Hamming distance: my initial code for this seemed to perform well enough that I never bothered optimizing it further, e.g. performing the XORs a 32-bit word at a time:

unsigned challengeDistance(unsigned char hash[20])
int i, distance;
distance = 0;
for(i=0; i < 20; i++){
distance += numOnes[challengeHash[i] ^ hash[i]];
return distance;
For each byte, xor the hash with the corresponding byte in the challenge hash, and use a precomputed lookup table to count the ones.

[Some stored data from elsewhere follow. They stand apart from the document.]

PR #563, opened 2023-11-27
Fix download notification name

### LINKED ISSUE #557: Download of books in macOS is wicked!
The download workflow is buggy at many levels IMO:
* Once you have chosen what to download, you click on download but nothing happens, the "download" button does not disappear, your are not moved to the "Downloads" tab. You might believe that nothing has happened.
* If you reclick on the "Download" button, same behaviour, but I actually believe it start a new download for the very same book in background
* If you go to the "Download" tab, you will actually see your download which seems to be done properly... but actually the progress bar is not update, there is no refresh at all of this page looks like. You have to leave the "Downloads" tab and come back to see progresses.
* So far, there is no way to cancel/pause the download... as the corresponding button are not displayed!

Tested with latest nightly on macOS 12.

On iOS things seem to work just fine.

BPerlakiH:
Fixes #557

Both iOS and macOS apps were missing the notification values, as the wrong one was used.
It turned out that the older value (coming from Obj-c under interop objc++ mode) should be used.

### DIFF
--- a/SwiftUI/Model/Database.swift
+++ b/SwiftUI/Model/Database.swift
@@ -8,16 +8,18 @@
 
 import CoreData
 
-class Database {
+final class Database {
     static let shared = Database()
     private var notificationToken: NSObjectProtocol?
     private var token: NSPersistentHistoryToken?
     private var tokenURL = NSPersistentContainer.defaultDirectoryURL().appendingPathComponent("token.data")
     
     private init() {
+        // due to objc++ interop, only the older notification value is working for downloads:
+        // https://developer.apple.com/documentation/coredata/nspersistentstoreremotechangenotification?language=objc
+        let storeChange: NSNotification.Name = .init(rawValue: "NSPersistentStoreRemoteChangeNotification")
         notificationToken = NotificationCenter.default.addObserver(
-            forName: NSNotification.Name(rawValue: "NSPersistentStoreRemoteChange"), object: nil, queue: nil
-        ) { notification in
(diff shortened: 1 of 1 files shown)


kelson42:
CI fails :(

rgaudin:
@kelson42 CI is green ; it's a weakness that's now identified. I'll fix it soon #566

SwiftUI/Model/Database.swift
```diff
@@ -78,7 +80,7 @@ class Database {
     
     /// Save image data to zim files.
     func saveImageData(url: URL, completion: @escaping (Data) -> Void) {
```
tvision251, line 82: @BPerlakiH `Data` should be optional.

```
func saveImageData(url: URL, completion: @escaping (Data?) -> Void) {
      URLSession.shared.dataTask(with: url) { data, response, _ in
          guard let response = response as? HTTPURLResponse,
                response.statusCode == 200,
                let mimeType = response.mimeType,
                mimeType.contains("image"),
                let data = data else {
              completion(nil)
              return
          }
          let context = self.container.newBackgroundContext()
          context.perform {
              let predicate = NSPredicate(format: "faviconURL == %@", url as CVarArg)
              let request = ZimFile.fetchRequest(predicate: predicate)
              guard let zimFile = try? context.fetch(request).first else { return }
              zimFile.faviconData = data
              try? context.save()
          }
          completion(data)
      }.resume()
  }
```

tvision251 (approved):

Performance reporting: The main program structure is a while(1) loop that generates and evaluates candidate phrases in batches of a few million. These batches are times and current results are printed to the console. I had dozens of console windows where I could keep an eye on progress:

390392448 evals, 1000000.000000 eval/sec, 40 session min, 36 min
400392448 evals, 909090.909091 eval/sec, 40 session min, 36 min
410392448 evals, 909090.909091 eval/sec, 40 session min, 36 min
420392448 evals, 909090.909091 eval/sec, 40 session min, 36 min
430392448 evals, 1000000.000000 eval/sec, 40 session min, 36 min
440392448 evals, 909090.909091 eval/sec, 40 session min, 36 min

Conclusion: I put together a modest-performing program that performed about 100 billion searches during the contest and found a phrase that had a score of 36. One thing I'd like to do is analyze the performance of the SHA-1 hash implementation itself and understand why it takes a few thousand machine cycles, what the limiting factor is, and whether there's a better performing implementation.